Stored data:
PR #1535, opened 2023-02-06
switch recoverable block fetching error message to warning

windsok:
I think we actually forgot to switch this recoverable error message to `warn` in https://github.com/casey/ord/pull/1466 (I missed it in my review)


casey:
Just seeing this now. Did we get this?

windsok:
On reviewing the code further, I believe I was mistaken and this message is actually the final message after `ord` gives up trying, so makes sense for it to be an error.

[What needs to be done] Retype the data shown above so that each line matches the original.

[Your solution]
PR #1535, opened 2023-02-06
switch recoverable block fetching error message to warning

windsok:
I think we actually forgot to switch this recoverable error message to `warn` in https://github.com/casey/ord/pull/1466 (I missed it in my review)


casey:
Just seeing this now. Did we get this?

windsok:
On reviewing the code further, I believe I was mistaken and this message is actually the final message after `ord` gives up trying, so makes sense for it to be an error.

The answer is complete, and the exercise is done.